RECORD EXCERPTS
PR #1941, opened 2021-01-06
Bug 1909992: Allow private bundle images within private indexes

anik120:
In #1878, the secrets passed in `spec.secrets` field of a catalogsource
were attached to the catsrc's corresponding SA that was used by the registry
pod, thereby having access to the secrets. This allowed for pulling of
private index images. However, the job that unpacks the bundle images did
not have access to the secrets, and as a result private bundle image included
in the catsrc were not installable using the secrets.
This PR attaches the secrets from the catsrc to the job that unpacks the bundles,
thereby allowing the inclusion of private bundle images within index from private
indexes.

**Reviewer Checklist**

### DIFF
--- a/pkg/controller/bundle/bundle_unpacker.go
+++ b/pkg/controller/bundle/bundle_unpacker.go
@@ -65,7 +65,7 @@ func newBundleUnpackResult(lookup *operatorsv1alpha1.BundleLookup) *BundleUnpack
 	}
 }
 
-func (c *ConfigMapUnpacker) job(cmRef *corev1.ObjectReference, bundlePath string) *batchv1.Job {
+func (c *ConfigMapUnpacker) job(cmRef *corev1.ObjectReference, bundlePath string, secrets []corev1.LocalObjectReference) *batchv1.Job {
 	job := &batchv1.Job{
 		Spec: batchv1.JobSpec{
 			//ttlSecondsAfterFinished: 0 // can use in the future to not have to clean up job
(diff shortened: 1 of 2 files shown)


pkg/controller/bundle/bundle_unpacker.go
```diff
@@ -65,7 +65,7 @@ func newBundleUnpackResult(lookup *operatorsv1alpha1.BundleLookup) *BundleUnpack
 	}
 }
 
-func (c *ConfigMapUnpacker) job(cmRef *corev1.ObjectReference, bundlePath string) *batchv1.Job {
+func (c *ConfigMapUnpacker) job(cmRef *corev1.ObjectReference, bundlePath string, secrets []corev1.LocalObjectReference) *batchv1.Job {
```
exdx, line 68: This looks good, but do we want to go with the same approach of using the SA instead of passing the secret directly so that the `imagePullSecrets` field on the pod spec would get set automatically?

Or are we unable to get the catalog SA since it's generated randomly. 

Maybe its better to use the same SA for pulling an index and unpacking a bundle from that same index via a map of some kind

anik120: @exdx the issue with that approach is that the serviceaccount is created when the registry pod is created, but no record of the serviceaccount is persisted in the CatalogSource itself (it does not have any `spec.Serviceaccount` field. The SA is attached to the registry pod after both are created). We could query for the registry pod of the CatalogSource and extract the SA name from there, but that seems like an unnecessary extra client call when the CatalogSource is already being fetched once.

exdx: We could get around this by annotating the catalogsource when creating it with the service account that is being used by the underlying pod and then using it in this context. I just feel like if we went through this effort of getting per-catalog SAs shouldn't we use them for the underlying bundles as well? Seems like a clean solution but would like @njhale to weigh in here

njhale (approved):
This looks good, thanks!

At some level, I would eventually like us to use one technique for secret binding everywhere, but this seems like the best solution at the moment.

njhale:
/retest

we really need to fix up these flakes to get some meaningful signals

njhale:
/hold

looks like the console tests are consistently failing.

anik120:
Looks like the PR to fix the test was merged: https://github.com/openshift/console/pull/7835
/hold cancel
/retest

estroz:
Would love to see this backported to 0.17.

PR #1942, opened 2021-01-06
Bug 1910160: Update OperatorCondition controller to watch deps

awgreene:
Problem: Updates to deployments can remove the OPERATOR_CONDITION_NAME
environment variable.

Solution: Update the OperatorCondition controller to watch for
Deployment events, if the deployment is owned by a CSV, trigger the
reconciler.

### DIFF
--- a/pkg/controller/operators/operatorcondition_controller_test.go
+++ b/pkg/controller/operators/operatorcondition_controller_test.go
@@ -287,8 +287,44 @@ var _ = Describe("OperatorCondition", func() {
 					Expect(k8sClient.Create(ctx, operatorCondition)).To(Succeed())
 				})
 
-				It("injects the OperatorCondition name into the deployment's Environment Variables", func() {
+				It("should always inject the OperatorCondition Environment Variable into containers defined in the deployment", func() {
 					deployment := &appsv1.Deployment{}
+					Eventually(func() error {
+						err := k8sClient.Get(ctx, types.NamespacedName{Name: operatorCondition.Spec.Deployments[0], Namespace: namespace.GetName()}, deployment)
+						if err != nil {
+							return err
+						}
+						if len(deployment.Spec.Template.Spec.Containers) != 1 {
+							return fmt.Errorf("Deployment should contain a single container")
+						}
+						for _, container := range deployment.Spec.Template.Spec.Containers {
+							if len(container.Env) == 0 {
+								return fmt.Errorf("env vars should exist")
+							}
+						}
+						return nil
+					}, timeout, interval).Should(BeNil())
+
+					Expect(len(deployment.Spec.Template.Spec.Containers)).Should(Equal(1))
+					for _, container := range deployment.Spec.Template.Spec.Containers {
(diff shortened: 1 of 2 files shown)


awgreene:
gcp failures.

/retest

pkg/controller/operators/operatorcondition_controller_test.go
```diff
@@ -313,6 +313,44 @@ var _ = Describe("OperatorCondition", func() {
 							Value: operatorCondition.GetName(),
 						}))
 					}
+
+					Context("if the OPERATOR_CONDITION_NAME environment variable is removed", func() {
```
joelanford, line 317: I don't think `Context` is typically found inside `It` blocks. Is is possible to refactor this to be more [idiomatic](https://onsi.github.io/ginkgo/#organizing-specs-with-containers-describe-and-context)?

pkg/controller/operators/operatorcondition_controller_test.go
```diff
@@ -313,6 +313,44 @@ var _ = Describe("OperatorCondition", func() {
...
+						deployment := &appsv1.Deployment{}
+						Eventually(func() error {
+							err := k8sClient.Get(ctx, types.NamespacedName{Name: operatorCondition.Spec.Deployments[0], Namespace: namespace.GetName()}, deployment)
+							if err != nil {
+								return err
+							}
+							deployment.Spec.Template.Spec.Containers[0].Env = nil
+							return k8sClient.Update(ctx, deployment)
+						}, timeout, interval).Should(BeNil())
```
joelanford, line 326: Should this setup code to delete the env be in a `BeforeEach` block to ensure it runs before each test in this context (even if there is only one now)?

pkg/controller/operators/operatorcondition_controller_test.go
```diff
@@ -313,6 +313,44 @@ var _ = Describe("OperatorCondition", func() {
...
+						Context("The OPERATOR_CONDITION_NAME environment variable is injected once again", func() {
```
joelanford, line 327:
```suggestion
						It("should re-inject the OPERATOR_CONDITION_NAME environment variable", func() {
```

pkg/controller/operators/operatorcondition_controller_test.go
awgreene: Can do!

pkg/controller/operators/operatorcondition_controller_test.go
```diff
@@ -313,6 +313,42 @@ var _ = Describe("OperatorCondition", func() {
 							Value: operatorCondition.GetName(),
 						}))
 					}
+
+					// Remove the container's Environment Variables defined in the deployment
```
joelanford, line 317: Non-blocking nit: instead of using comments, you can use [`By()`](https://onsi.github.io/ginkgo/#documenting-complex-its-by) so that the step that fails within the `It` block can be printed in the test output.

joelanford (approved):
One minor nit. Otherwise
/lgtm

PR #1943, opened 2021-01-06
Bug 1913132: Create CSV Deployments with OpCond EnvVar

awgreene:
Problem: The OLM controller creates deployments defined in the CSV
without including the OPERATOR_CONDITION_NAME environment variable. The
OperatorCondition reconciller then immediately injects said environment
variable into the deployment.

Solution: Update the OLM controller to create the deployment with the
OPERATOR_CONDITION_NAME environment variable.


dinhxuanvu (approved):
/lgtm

PROBLEM DETAILS
Could you return exactly the stretch of the data above that starts at the line with "we really need" and ends at the line with "Bug 1910160: Update", both lines included?

TASK OUTPUT
we really need to fix up these flakes to get some meaningful signals

njhale:
/hold

looks like the console tests are consistently failing.

anik120:
Looks like the PR to fix the test was merged: https://github.com/openshift/console/pull/7835
/hold cancel
/retest

estroz:
Would love to see this backported to 0.17.

PR #1942, opened 2021-01-06
Bug 1910160: Update OperatorCondition controller to watch deps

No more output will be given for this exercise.